Bohn Bohn - 7 months ago 32
Java Question

Hadoop is asking for the input path to be on localhost 9000

I am trying to run the Tom Whites' Chapter 2 example

When I run the command:

hadoop MaxTemperature input/ncdc/sample.txt output


The error I am getting is this:

11/12/31 18:08:28 INFO mapred.JobClient: Cleaning up the staging area hdfs://localhost:9000/tmp/hadoop-mymac/mapred/staging/mymac/.staging/job_201112311807_0001
11/12/31 18:08:28 ERROR security.UserGroupInformation: PriviledgedActionException as:mymac (auth:SIMPLE) cause:org.apache.hadoop.mapreduce.lib.input.InvalidInputException: Input path does not exist: hdfs://localhost:9000/user/mymac/input/ncdc/sample.txt
Exception in thread "main" org.apache.hadoop.mapreduce.lib.input.InvalidInputException: Input path does not exist: hdfs://localhost:9000/user/mymac/input/ncdc/sample.txt


What is it that I have set wrong?

I haven't touched his source code, it can be found in here:

https://github.com/tomwhite/hadoop-book/tree/3e/ch02

Answer

Your core-site.xml and hdfs-site.xml files are configured to use localhost:9000. If this isn't what you expect (which is what I get from you post's title), what did you expect?

What version of Hadoop are we talking about? How did you install your Hadoop distribution? From your other question and the config files, I'm guessing you used CHD4. If you look over the instructions from Cloudera, can you see if you missed anything?

Before starting Hadoop, did you format HDFS?

$ hadoop namenode -format

Then, after starting Hadoop, do you get anything other than INFO messages?

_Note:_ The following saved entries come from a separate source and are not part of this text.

PR #112, opened 2020-02-21
Adding V1 RadioGroup Component

samuelfreiberg:
Adding the RadioGroup & RadioButton component. It also integrates with the test app.


experiments/react-native-uifabric/src/components/RadioGroup/RadioButton.settings.ts
```diff
@@ -0,0 +1,86 @@
...
+    backgroundColor: 'black',
+    height: 10,
+    width: 10,
+    left: 4,
+    top: 4
+  }
+};
+
+export const focusedStyle = {
+  borderColor: 'rgba(128, 128, 128, 1)'
```
dotnetjunky: use theme color?

experiments/react-native-uifabric/src/components/RadioGroup/RadioButton.tsx
```diff
@@ -0,0 +1,140 @@
...
+    const info = React.useContext(RadioGroupContext);
+
+    const pressable = useAsPressable({
+      ...rest
+    });
+
+    const state: IRadioButtonState = {
+      ...pressable.state,
+      selected: info.selectedKey == userProps.buttonKey ? true : false,
+      disabled: disabled ? disabled : false
```
dotnetjunky: this can be written as: `disabled: disabled || false`

experiments/react-native-uifabric/src/components/RadioGroup/RadioButton.tsx
```diff
@@ -0,0 +1,140 @@
...
+    // Grabs the context information from RadioGroup (currently selected button and client's onChange callback)
+    const info = React.useContext(RadioGroupContext);
+
+    const pressable = useAsPressable({
+      ...rest
+    });
+
+    const state: IRadioButtonState = {
+      ...pressable.state,
+      selected: info.selectedKey == userProps.buttonKey ? true : false,
```
dotnetjunky: this can be written as: `selected: info.selectedKey === userProps.buttonKey`

experiments/react-native-uifabric/src/components/RadioGroup/RadioButton.tsx
```diff
@@ -0,0 +1,140 @@
...
+    const styleProps = useStyling(userProps, (override: string) => state[override] || userProps[override]);
+
+    // This function is called every time a RadioButton gains focus. It does two things:
+    // 1) Calls pressable's onFocus in order to keep track of our state's focus variable. It is dependent on pressable's
+    //    focus variable. Without this, it wouldn't stay updated because we're overriding it's onFocus below for the rootProps.
+    // 2) Selects the currently focused button by calling the RadioGroup's callback function.
+    const onFocusChange = (ev: NativeSyntheticEvent<{}>) => {
+      pressable.props.onFocus && pressable.props.onFocus(ev);
+      // This check is necessary because this func gets called even when a button loses focus (not sure why?) which then calls the client's onChange multiple times
+      if (!state.selected) info.onButtonSelect(buttonKey);
```
dotnetjunky: do you have the prettier plugin installed? This should be wrapped in a { } block and the statement goes to the next line.

experiments/react-native-uifabric/src/components/RadioGroup/RadioButton.tsx
```diff
@@ -0,0 +1,140 @@
...
+    //When the option is disabled, there's no built-in disable functionality for React-Native. So here's the logic I implemented for it.
+    const rootProps = state.disabled
+      ? { rest, ...accessibilityTraits }
+      : {
+          ...pressable.props,
+          ...accessibilityTraits,
+          rest,
+          onFocus: onFocusChange
+        };
+    const buttonProps = state.disabled ? { rest, style: { borderColor: 'grey' } } : rest;
```
dotnetjunky: So any calculations of styles should come from the style functions that are passed to the `styles` prop below, so that they can be cached. We should avoid constructing style objects in this function.

dotnetjunky: This comment applies to all other places in this function and the RadioGroup control.

experiments/react-native-uifabric/src/components/RadioGroup/RadioButton.tsx
```diff
@@ -0,0 +1,140 @@
...
+  render: (Slots: ISlots<IRadioButtonSlotProps>, renderData: IRadioButtonRenderData, ...children: React.ReactNode[]) => {
+    return (
+      <RadioGroupContext.Consumer>
+        {context => (
+          <Slots.root>
+            <Slots.button>
+              <Slots.innerCircle />
+            </Slots.button>
+            <Slots.content />
+            {children}
```
dotnetjunky: do we actually want to put `children` here?

experiments/react-native-uifabric/src/components/RadioGroup/RadioButton.tsx
```diff
@@ -0,0 +1,140 @@
...
+  settings: settings,
+  slots: {
+    root: View,
+    button: { slotType: View, filter: filterViewProps },
+    innerCircle: { slotType: View, filter: filterViewProps },
+    content: Text
+  },
+  styles: {
+    root: [],
+    button: [],
```
dotnetjunky: Referring to my comments above, all the style calculations should happen here.

experiments/react-native-uifabric/src/components/RadioGroup/RadioButton.types.ts
```diff
@@ -0,0 +1,64 @@
...
+import { IPressableState, IPressableProps } from '../Pressable';
+
+export const radioButtonName = 'RadioButton';
+
+// The state of the Radio Button. It extends IPressableState to keep track of press, focus, and hover
+export interface IRadioButtonState extends IPressableState {
+  /*
+   ** Whether or not the RadioButton is currently checked
+   */
+  selected: boolean;
```
dotnetjunky: make this property optional?

experiments/react-native-uifabric/src/components/RadioGroup/RadioButton.types.ts
```diff
@@ -0,0 +1,64 @@
...
+
+  /*
+   ** Whether or not the option is disabled
+   */
+  disabled: boolean;
```
dotnetjunky: make this property optional?

experiments/react-native-uifabric/src/components/RadioGroup/RadioButton.types.ts
```diff
@@ -0,0 +1,64 @@
...
+export interface IRadioButtonProps extends IPressableProps {
+  /*
+   ** The text string for the option
+   */
+  content: string;
+
+  /*
+   ** A unique key-identifier for each option
+   */
+  buttonKey: string;
```
dotnetjunky: `key` is sufficent.

experiments/react-native-uifabric/src/components/RadioGroup/RadioGroup.settings.ts
```diff
@@ -0,0 +1,26 @@
...
+    root: {
+      accessible: true,
+      accessibilityRole: 'radio',
+      style: {
+        display: 'flex',
+        alignItems: 'flex-start',
+        flexDirection: 'column',
+        alignSelf: 'flex-start'
+      }
+    } as ViewProps,
```
dotnetjunky: why do you need `as ViewProps`?

experiments/react-native-uifabric/src/components/RadioGroup/RadioGroup.settings.ts
```diff
@@ -0,0 +1,26 @@
...
+export const settings: IComposeSettings<IRadioGroupType> = [
+  {
+    root: {
+      accessible: true,
+      accessibilityRole: 'radio',
+      style: {
+        display: 'flex',
+        alignItems: 'flex-start',
+        flexDirection: 'column',
+        alignSelf: 'flex-start'
```
dotnetjunky: why is `alignSelf` needed?

experiments/tester/src/RNTester/TestComponents/RadioGroupTest.tsx
```diff
@@ -0,0 +1,23 @@
...
+// import { RadioGroup } from '../../components';
+
+export const RadioGroupTest: React.FunctionComponent<{}> = () => {
+  // Client's example onChange function
+  const onChange = (key: string) => {
+    return;
+  };
+
+  return (
+    <View>
```
dotnetjunky: You don't need this <View>

experiments/tester/src/RNTester/TestComponents/RadioGroupTest.tsx
```diff
@@ -0,0 +1,23 @@
+import * as React from 'react';
+import { View } from 'react-native';
+import { RadioButton, RadioGroup } from 'react-native-uifabric';
+// import { RadioButton } from '../../components';
+// import { RadioGroup } from '../../components';
```
dotnetjunky: delete commented code

experiments/react-native-uifabric/src/components/RadioGroup/RadioGroup.types.ts
```diff
@@ -0,0 +1,59 @@
...
+   */
+  onChange: (key: string) => void;
+}
+
+export interface IRadioGroupTokens extends ITextTokens {}
+
+export interface IRadioGroupSlotProps {
+  root: React.PropsWithRef<IViewWin32Props>;
+  label: ITextProps;
+  radioButtonContainer: ViewProps;
```
dotnetjunky: I think `container` is sufficient. This is a radio group, it's obvious this is a container of radio buttons.

experiments/react-native-uifabric/src/components/RadioGroup/RadioGroup.types.ts
```diff
@@ -0,0 +1,59 @@
...
+}
+
+export type IRadioGroupRenderData = IRenderData<IRadioGroupSlotProps, IRadioGroupState>;
+
+export interface IRadioGroupType {
+  props: IRadioGroupProps;
+  //tokens:
```
dotnetjunky: Doesn't it have any tokens?

experiments/react-native-uifabric/src/components/RadioGroup/RadioButton.settings.ts
```diff
@@ -0,0 +1,86 @@
...
+      style: {
+        display: 'flex',
+        alignItems: 'flex-start',
+        flexDirection: 'row',
+        alignSelf: 'flex-start',
+        minHeight: 20,
+        marginTop: 0,
+        position: 'relative'
+      }
+    } as ViewProps,
```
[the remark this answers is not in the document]
samuelfreiberg: Took this from @lenahong. Will follow-up with her and see if it's necessary

experiments/react-native-uifabric/src/components/RadioGroup/RadioButton.settings.ts
```diff
@@ -0,0 +1,86 @@
...
+      style: {
+        backgroundColor: 'transparent',
+        width: 20,
+        height: 20,
+        top: 0,
+        left: 0,
+        borderWidth: 1,
+        borderStyle: 'solid',
+        borderColor: 'black',
+        borderRadius: 50,
```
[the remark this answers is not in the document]
samuelfreiberg: 50% which creates a circle.

experiments/react-native-uifabric/src/components/RadioGroup/RadioButton.settings.ts
```diff
@@ -0,0 +1,86 @@
...
+        marginTop: 4,
+        marginRight: 6,
+        marginBottom: 6,
+        marginLeft: 6,
+        position: 'relative'
```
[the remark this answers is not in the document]
samuelfreiberg: Doesn't look like it's necessary, removing it.

experiments/react-native-uifabric/src/components/RadioGroup/RadioGroup.settings.ts
samuelfreiberg: Took this from Button.settings.ts, but it looks like it's not necessary here. Removing it

experiments/tester/src/RNTester/TestComponents/RadioGroupTest.tsx
samuelfreiberg: Removed the View

experiments/tester/src/RNTester/TestComponents/RadioGroupTest.tsx
samuelfreiberg: Removed

experiments/react-native-uifabric/src/components/RadioGroup/RadioGroup.types.ts
samuelfreiberg: It will, but not necessary for V1.

experiments/react-native-uifabric/src/components/RadioGroup/RadioButton.settings.ts
```diff
@@ -0,0 +1,86 @@
...
+    button: {
+      style: {
+        backgroundColor: 'transparent',
+        width: 20,
+        height: 20,
+        top: 0,
+        left: 0,
+        borderWidth: 1,
+        borderStyle: 'solid',
+        borderColor: 'black',
```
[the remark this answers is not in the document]
samuelfreiberg: Yes probably, I'm not familiar with themes and how they're defined so I'll link up with @FalseLobster

experiments/react-native-uifabric/src/components/RadioGroup/RadioButton.settings.ts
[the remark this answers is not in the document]
dotnetjunky: then it should be `50%`

experiments/tester/src/RNTester/TestComponents/RadioGroupTest.tsx
```diff
@@ -0,0 +1,23 @@
+import * as React from 'react';
+import { View } from 'react-native';
+import { RadioButton, RadioGroup } from 'react-native-uifabric';
+// import { RadioButton } from '../../components';
```
dotnetjunky: delete commented code

experiments/tester/src/RNTester/TestComponents/RadioGroupTest.tsx
```diff
@@ -0,0 +1,23 @@
...
+// import { RadioGroup } from '../../components';
+
+export const RadioGroupTest: React.FunctionComponent<{}> = () => {
+  // Client's example onChange function
+  const onChange = (key: string) => {
+    return;
```
dotnetjunky: Perhaps try calling the `alert()` function so that in the test app, we know it's working.

experiments/tester/src/RNTester/TestComponents/RadioGroupTest.tsx
```diff
@@ -0,0 +1,23 @@
+import * as React from 'react';
+import { View } from 'react-native';
+import { RadioButton, RadioGroup } from 'react-native-uifabric';
+// import { RadioButton } from '../../components';
+// import { RadioGroup } from '../../components';
+
+export const RadioGroupTest: React.FunctionComponent<{}> = () => {
+  // Client's example onChange function
+  const onChange = (key: string) => {
```
dotnetjunky: You should create a proper function here so that React doesn't re-render if not necessary.

experiments/react-native-uifabric/src/hooks/RadioGroup.hooks.ts
```diff
@@ -0,0 +1,36 @@
+import * as React from 'react';
+//import { IKeyboardEvent } from '@office-iss/react-native-win32';
```
dotnetjunky: delete

experiments/react-native-uifabric/src/hooks/RadioGroup.hooks.ts
```diff
@@ -0,0 +1,36 @@
...
+      setSelectedKey(key);
+      userCallback && userCallback(key);
+    },
+    [setSelectedKey, userCallback]
+  );
+
+  return { onChange, selectedKey };
+}
+
+// This hook will be used to capture onKeyDown
```
dotnetjunky: Is this block needed? If not, delete it.

experiments/react-native-uifabric/src/components/RadioGroup/RadioGroup.types.ts
```diff
@@ -0,0 +1,59 @@
...
+   ** Updates the selected button and calls the client’s onChange callback
+   */
+  onChange: (key: string) => void;
+}
+
+export interface IRadioGroupProps {
+  /*
+   ** Descriptive label for the RadioGroup. This will be displayed as the title of the radio group to the user
+   */
+  label: string;
```
dotnetjunky: Should this prop be optional? If it's not defined, we just show the buttons

experiments/react-native-uifabric/src/components/RadioGroup/RadioGroup.types.ts
```diff
@@ -0,0 +1,59 @@
...
+
+  /*
+   ** The key of the RadioButton that will initially be selected
+   */
+  defaultSelectedKey: string;
```
dotnetjunky: I think this prop should be optional. If it's not defined, then none of the radio button is selected.

experiments/react-native-uifabric/src/components/RadioGroup/RadioGroup.types.ts
```diff
@@ -0,0 +1,59 @@
...
+
+  /*
+   **  OPTIONAL: An aria label for narrator. If not provided, it will be set to the label of the radio group
+   */
+  ariaLabel?: string;
+
+  /*
+   ** Callback for receiving a notification when the choice has been changed
+   */
+  onChange: (key: string) => void;
```
dotnetjunky: This prop should be optional.

experiments/react-native-uifabric/src/hooks/RadioGroup.hooks.ts
samuelfreiberg: Deleted

experiments/react-native-uifabric/src/components/RadioGroup/RadioGroup.types.ts
samuelfreiberg: Perhaps yes, will re-visit in V2

experiments/react-native-uifabric/src/components/RadioGroup/RadioGroup.types.ts
samuelfreiberg: Changed to optional

experiments/react-native-uifabric/src/components/RadioGroup/RadioGroup.types.ts
samuelfreiberg: Changed

experiments/react-native-uifabric/src/components/RadioGroup/RadioButton.settings.ts
```diff
@@ -0,0 +1,86 @@
...
+      pressed: {}
+    }
+  },
+  radioButtonName
+];
+
+export const selectedStyle = {
+  style: {
+    position: 'relative',
+    borderRadius: 50,
```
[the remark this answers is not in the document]
lenahong: borderRadius should be in %

experiments/react-native-uifabric/src/components/RadioGroup/RadioButton.settings.ts
```diff
@@ -0,0 +1,86 @@
...
+  {
+    root: {
+      accessible: true,
+      acceptsKeyboardFocus: true,
+      accessibilityRole: 'radio',
+      style: {
+        display: 'flex',
+        alignItems: 'flex-start',
+        flexDirection: 'row',
+        alignSelf: 'flex-start',
```
tkamireh: we should probably be more selective with when we set alignSelf. alignItems on the container in the group should be sufficient.

experiments/react-native-uifabric/src/components/RadioGroup/RadioButton.tsx
lenahong: This can be done in settings using _overrides, no?

experiments/tester/src/RNTester/TestComponents/RadioGroupTest.tsx
lenahong: use React.useCallback so you can specify when to re-render

tkamireh: `useCallback`?

experiments/react-native-uifabric/src/components/RadioGroup/RadioButton.settings.ts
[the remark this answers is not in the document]
samuelfreiberg: Removed

experiments/react-native-uifabric/src/hooks/RadioGroup.hooks.ts
```diff
@@ -0,0 +1,36 @@
...
+// This hook updates the selected button and calls the client's onChange callback with the new button
+export function useAsRadioGroupSelection(defaultSelectedKey: string, userCallback?: onChangeCallback) {
+  const [selectedKey, setSelectedKey] = React.useState(defaultSelectedKey);
+
+  const onChange = React.useCallback(
+    (key: string) => {
+      setSelectedKey(key);
+      userCallback && userCallback(key);
+    },
+    [setSelectedKey, userCallback]
```
tkamireh: not that it makes a huge difference, but memoize on selectedKey instead

experiments/react-native-uifabric/src/components/RadioGroup/RadioButton.settings.ts
samuelfreiberg: Removed

experiments/react-native-uifabric/src/components/RadioGroup/RadioGroup.tsx
```diff
@@ -0,0 +1,98 @@
...
+import { compose, IUseComposeStyling } from '@uifabricshared/foundation-compose';
+import { ISlots, withSlots } from '@uifabricshared/foundation-composable';
+import { filterViewProps } from '../../utilities/RenderHelpers';
+import { settings } from './RadioGroup.settings';
+import { mergeSettings } from '@uifabricshared/foundation-settings';
+import { foregroundColorTokens, textTokens } from '../../tokens';
+import { useAsRadioGroupSelection } from '../../hooks';
+
+// Creates context to allow communication between its children components (RadioButtons)
+export const RadioGroupContext = React.createContext({
```
tkamireh: You can add a type here. `IRadioGroupContext` or something and pass it in as a generic to createContext.

experiments/react-native-uifabric/src/hooks/RadioGroup.hooks.ts
samuelfreiberg: Replacing userCallback with selectedKey?

experiments/react-native-uifabric/src/components/RadioGroup/RadioGroup.tsx
```diff
@@ -0,0 +1,98 @@
...
+      label: { children: label },
+      radioButtonContainer: rest
+    });
+
+    return { slotProps, state };
+  },
+
+  render: (Slots: ISlots<IRadioGroupSlotProps>, renderData: IRadioGroupRenderData, ...children: React.ReactNode[]) => {
+    // This is necessary because renderData can be undefined, which causes problems in the return call.
+    let key = 'Undefined';
```
tkamireh: Can you elaborate, when is `renderData` undefined? I would think that as long as you don't do any crazy casting that you should end up with a valid renderData, with valid keys. Just use the actual `undefined` or `null` values and guard against that.

samuelfreiberg: You're correct, renderData should never be undefined. But when I simply to try to assign, for example,  key = renderData.state.selectedKey, I get a _Type 'string | undefined' is not assignable to type string_ error message.

experiments/react-native-uifabric/src/components/RadioGroup/RadioGroup.tsx
samuelfreiberg: Changed

experiments/tester/src/RNTester/TestComponents/RadioGroupTest.tsx
samuelfreiberg: Something like this? 
  const onChange = React.useCallback((key: string) => {
    return;
  }, []);

experiments/react-native-uifabric/src/hooks/RadioGroup.hooks.ts
tkamireh: no, I'm talking about `setSelectedKey`, memoizing on that feels more correct.

experiments/react-native-uifabric/src/components/RadioGroup/RadioGroup.tsx
tkamireh: That seems strange? state is an optional on renderData (I'd expect an error on state being potentially undefined), but selectedKey is non-optional.

experiments/tester/src/RNTester/TestComponents/RadioGroupTest.tsx
dotnetjunky: If the callback never changes, creating a normal function is the simplest solution. No need to call `useCallback`:

```
function onChange(key: string): void {
}
```

experiments/react-native-uifabric/src/components/RadioGroup/RadioGroup.tsx
dotnetjunky: At the top of the `render` function, just check for `renderData.state`. If it's undefined, return null. Then you don't have to worry about it for the rest of `render`.

experiments/react-native-uifabric/src/components/RadioGroup/RadioGroup.tsx
```diff
@@ -0,0 +1,98 @@
...
+    let onChangeCall = (key: string) => {
+      return;
+    };
+    if (renderData.state != undefined) {
+      key = renderData.state.selectedKey;
+      onChangeCall = renderData.state.onChange;
```
dotnetjunky: After you have checked for `renderData.state`, you can just do: 
```
const { key, onChange } = renderData.state;
```

experiments/react-native-uifabric/src/components/RadioGroup/RadioButton.settings.ts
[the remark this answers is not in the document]
samuelfreiberg: Fixed. Added theming

experiments/react-native-uifabric/src/components/RadioGroup/RadioButton.settings.ts
```diff
@@ -0,0 +1,86 @@
...
+        position: 'relative'
+      }
+    },
+    innerCircle: {},
+    content: {
+      style: {
+        fontSize: 12,
+        marginTop: 3,
+        borderStyle: 'dashed',
+        borderColor: 'rgba(128, 128, 128, 0)',
```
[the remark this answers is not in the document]
samuelfreiberg: Fixed

experiments/react-native-uifabric/src/components/RadioGroup/RadioGroup.types.ts
samuelfreiberg: Talked with Alicia, she agreed. Changed

experiments/react-native-uifabric/src/components/RadioGroup/RadioButton.settings.ts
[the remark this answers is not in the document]
samuelfreiberg: Both 50% and '50%' cause an error. 50 seems to work.

experiments/tester/src/RNTester/TestComponents/RadioGroupTest.tsx
samuelfreiberg: Changed to the above

experiments/react-native-uifabric/src/components/RadioGroup/RadioButton.settings.ts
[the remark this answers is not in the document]
dotnetjunky: This is weird. @lenahong Is '50%' supposed to work? 50 shouldn't work. We need to create a bug for this.

experiments/react-native-uifabric/src/components/RadioGroup/RadioButton.settings.ts
samuelfreiberg: No better theme option available for our usage. Leaving as is for V1. Still works with different theme right now

experiments/react-native-uifabric/src/components/RadioGroup/RadioButton.tsx
samuelfreiberg: Changed

experiments/react-native-uifabric/src/components/RadioGroup/RadioButton.tsx
samuelfreiberg: Fixed

experiments/react-native-uifabric/src/components/RadioGroup/RadioButton.tsx
samuelfreiberg: I do have the Prettier plugin installed. Just fixed it though

experiments/react-native-uifabric/src/components/RadioGroup/RadioButton.tsx
samuelfreiberg: For now, yes. In V2 I am going to change it up a bit to allow for Pickers, etc. to be children

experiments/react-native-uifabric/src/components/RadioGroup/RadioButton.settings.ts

Did you copy the input data into HDFS?

$ hadoop dfs -put /tmp/my/input/data input

Finally, what do you get from simple HDFS commands such as:

$ hadoop dfs -ls /

UPDATE: Run Word Count

  1. Get HDFS up and running. Running hadoop dfs -ls / should work.
  2. Copy a folder with text file(s) into HDFS: hadoop dfs -put text_files input_folder
  3. Run hadoop dfs -ls . to see if your files got copied correctly.
  4. Find the hadoop-examples-X.Y.Z.jar file on your system.
  5. Navigate to whatever directory it's in, and run:

    $ hadoop jar hadoop-examples-*.jar WordCount input_folder output_folder.

  6. You should see the progress of the MapReduce application.

  7. When its finished, view the output with hadoop dfs -cat output_folder/*.